Вот это репортаж! Не помню, наличествовала ли у ангелов плоть, но его слова — это самый сок журналистики. От восхищения у меня слегка приоткрылся рот.

— Но в статье вы писали не так, — заметила я.

— Нет. Когда владелец платит за слово, ты должен писать то, что велено.

Неожиданно мне стало жаль Финбара Джойса.

— Владелец? — переспросила я.

— Лорд Раффли. Человек, которому мы принадлежим душой и телом и который дарует нам пищу или предает забвению.

— Вы очень честны с нами, мистер Джойс, — тихо произнесла Милдред.

Взгляд Финбара переместился на ее лицо, медленно, словно свет маяка в ночи.

— Временами, миссис Баннерман, — ответил он, — честность — это единственный вариант.

— Вы хотите сказать, что лорд Раффли помешал вам написать статью так, как вы хотели?

— Я говорю, что Флит-стрит — суровая хозяйка. Не больше и не меньше.

— О да, — согласилась Милдред.

Я тут же вспомнила, что Милдред находилась под таким прицелом прессы, как немногие из людей. Когда ее обвинили в убийстве, сотни тысяч камер устремили на нее обвиняющие взгляды, и на всех фотографиях она выглядела жестокой, изможденной и виновной.

Но зачем она ему это говорит? Какой в этом смысл? Я переводила взгляд с его лица на ее, пытаясь найти ответ.

— Вы знакомы! — воскликнула я, когда меня осенило. — Вы давние приятели!

Весь этот спектакль с мисс Баннерман и миссис Баннерман был разыгран исключительно для меня.

Зачем же тогда они раскрылись?

— Было время, — сказала Милдред, — когда Финбар был… был…

— Спасательным кругом в бушующем море, — с ухмылкой договорил Финбар. — Скалой… Сигнальной ракетой в ночи… Уютным одеялом…

— Угомонись, Финбар, — перебила его Милдред, и мы все рассмеялись.

Теперь, когда их тайна вышла наружу, комната стала более приятным местом: настолько более теплым, что я сняла пальто и повесила его на крючок рядом с плащом Финбара.

— Каким он был? — поинтересовалась я. — Имею в виду, Оливер Инчболд.

— Блестящим. Скользким. Хрупким, как иногда говорили. Ходячим зеркалом: куском стекла, которое все отражает и не показывает, что у него внутри.
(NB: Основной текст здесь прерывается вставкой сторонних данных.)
PR #445, opened 2023-03-02
Fix handling of package section arguments in older versions

### LINKED ISSUE #444: KS version not respected
Koji uses pykickstart to read a kickstart template, modify it and write out a new kickstart. pykickstart isn't respecting the version of the original template and it's regenerating a new kickstart that does not comply with the version that was requested.

I wrote a test case to (hopefully) illustrate the error:

```python
from pykickstart.version import RHEL8
class Packages_Options_VersionRespected(ParserTest):
    def __init__(self, *args, **kwargs):
        ParserTest.__init__(self, *args, **kwargs)
        self.ks = """
#version=RHEL8
%packages --instLangs="es_ES" --excludeWeakdeps
%end
"""

    def runTest(self):
        self.parser.readKickstartFromString(self.ks)

        # Verify that the options are parsed as expected
        self.assertTrue(self.handler.packages.excludeWeakdeps)
        self.assertEqual(self.handler.packages.instLangs, "es_ES")

        # And then test that all those options would be printed out
        # correctly.
        self.assertEqual(str(self.handler.version), RHEL8)
        self.assertEqual(str(self.handler.packages), "\n%packages --instLangs=es_ES --excludeWeakdeps\n\n%end\n")
```

The first two asserts pass as expected, but the last two fail. The generated kickstart looks like this:

```
# Generated by pykickstart v3.44
#version=DEVEL
# System bootloader configuration
bootloader --location=none
  
%packages --inst-langs=es_ES --exclude-weakdeps
%end
```

Of course, when this gets passed to a RHEL8 version of anaconda, it complains because `--inst-langs` and `--exclude-weakdeps` are unrecognized arguments.

Note: in my current Koji installation (which uses pykickstart v3.32), the `version` is generated correctly but the package arguments are still wrong. This may just be that my test is wrong, I'm not sure.

bcl:
The %package section argument were changed in F32 to prefer the non-camelcase form. But when using an older version they should be output using the old form, not the new one.

Fixes #444

### DIFF
--- a/pykickstart/parser.py
+++ b/pykickstart/parser.py
@@ -380,11 +380,17 @@ class Packages(KickstartObject):
         if self.handleBroken == constants.KS_BROKEN_IGNORE:
             retval += " --ignorebroken"
         if self.instLangs is not None:
-            retval += " --inst-langs=%s" % self.instLangs
+            if self._ver < version.F32:
+                retval += " --instLangs=%s" % self.instLangs
+            else:
+                retval += " --inst-langs=%s" % self.instLangs
         if self.multiLib:
             retval += " --multilib"
         if self.excludeWeakdeps:
-            retval += " --exclude-weakdeps"
+            if self._ver < version.F32:
+                retval += " --excludeWeakdeps"
+            else:
+                retval += " --exclude-weakdeps"
         if self.timeout is not None:
             retval += " --timeout=%d" % self.timeout
         if self.retries is not None:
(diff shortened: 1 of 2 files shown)


VladimirSlavik (approved):
Thanks for fixing this, and sorry fir the bug!

poncovka (approved):
Thank you!

alexiri:
For what it's worth, we've included this patch in our rebuild of pykickstart and we're happily using it in production.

— Агрессивным? — уточнила я.

— А! Ты тоже об этом слышала.

— Кто его любил?

Финбар засмеялся коротким смехом, похожим на лай лисы.

— Что за вопрос! Нет, чтобы спросить: «Кто его ненавидел?», как обычно спрашивают мужчины в мятых костюмах с наручниками на поясе. Приглядывай за этой девочкой, Милдред. Она — угроза для убийц.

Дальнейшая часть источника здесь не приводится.